It's not limited to NFC (email or website can be used as attack vectors), but the researchers apparently decided to show off the NFC method as it's a relatively new medium for malware (though of course not a very practical one).
> the NFC method as it's a relatively new medium for malware (though of course not a very practical one).
Why not? Ever since I heard of the idea of trying to replace QR codes with passive always on NFC I've thought that this will be one of the first methods for massive infections of smartphones. Just put one in a public place(public transportation, store, etc.)
I doubt it -- the range of NFC seems to be very bad. Unless the malware can turn up the gain, you have to hold the phones back-to-back within about a centimeter of each other.
Is this true? My understanding is that the range issue of NFC has more to do with the non-powered nature of NFC chip, thus having very limited broadcasting range. If I had a powered device that broadcasted NFC responses over a much greater range, wouldn't the phone happily accepting this as an NFC chip response?

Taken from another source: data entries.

PR #1180, opened 2015-04-15
changed email fields with the email type and added required parameter on...

tcitworld:
... some stuff

Just tiny changes.

### DIFF
--- a/src/Wallabag/CoreBundle/Form/Type/EntryType.php
+++ b/src/Wallabag/CoreBundle/Form/Type/EntryType.php
@@ -10,7 +10,7 @@ class EntryType extends AbstractType
     public function buildForm(FormBuilderInterface $builder, array $options)
     {
         $builder
-            ->add('url', 'url')
+            ->add('url', 'url', array('required' => true))
             ->add('save', 'submit')
         ;
     }
--- a/src/Wallabag/CoreBundle/Form/Type/ForgotPasswordType.php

It's just a feature of this particular hack that it was two phones. The real-world manifestation would probably be an NFC skimmer, like ATM skimmers [1]. Slam the virus in, then proxy the original request (or vice versa, depends on the timing), use the network on the phone to connect to the malware hub control, owned phone.
Note you only have to slam a shim in; the shim can then download an arbitrary payload.
The vector is the same as for QR codes, paste a different tag overtop of a legitimate tag that takes the user to a URI with a browser or other application exploit. Or physical world version of phishing. Again it is the application that is the root of the vulnerability. NFC would be no worse than a QR code or even a malicious URL printed in plain english on a poster.
The only unique theoretical option would be to hack a very highpowered antenna and transmitter to try and pick up blast out RFID-compatible signals to/from the very weak NFC radios of handsets from further away.
People have been hacking ATMs for years by installing gear on those ATMs. With NFC, such skimming might be much easier, as the gear you need to install can be _tiny_, and you only need to be in the vicinity of the target, making it easier to camouflage.
And attacks doesn't need to come from cots phones, with your own higher gain NFC device, you can interact with with ordinary NFC devices from greater distances.
Not only is it low-range (~2" in my experience), at least in Android the phone has to be on+unlocked before NFC is on. The only realistic route for this attack is a compromised NFC device (such as a payment terminal) that your victim would be using anyway. For that sort of effort, compromising a Wi-Fi hotspot would likely be more effective in terms of reach.
The magnetic strip and chip duplication technology in gas stations and convenience stores are already a point of frustration for insurers, financial services and consumers. Exploiting NFC which is intended to be a generally-accepted payment method in the near future does not give me the warm-and-fuzzies
It looks to me like the same vector Charlie Miller showed off a couple of months ago. The NFC Forum responded at the time along the lines of "It's not an NFC thing," and said his demonstration "underscores the importance of providing appropriate security measures at the application layer and enabling users to adjust security settings to suit their own needs and preferences"
With a Galaxy Nexus it takes a 1-3 seconds for the NFC interface to ping another source, receive/process a tag, and then "ding" to confirm NFC contact.
The implication is that this isn't really related to NFC. They're hitting a vulnerability in some content handler or another (thus the "also be abused via [...] malicious websites or email attachments" bit). So this has to be fixed regardless. It's not really a problem with NFC per se.
The use of NFC for the demo was showmanship, basically. It gets them attention, and also serves to point out that a comparatively-little-known feature of the phone can be an attack vector too.
- Android 4.1+ (JB and above) include full ASLR which will mitigate this vulnerability somewhat
- From my own Android experience, the screen must be active for the NFC receiver to active. This means the phone can't be exploited while it sits in your pocket.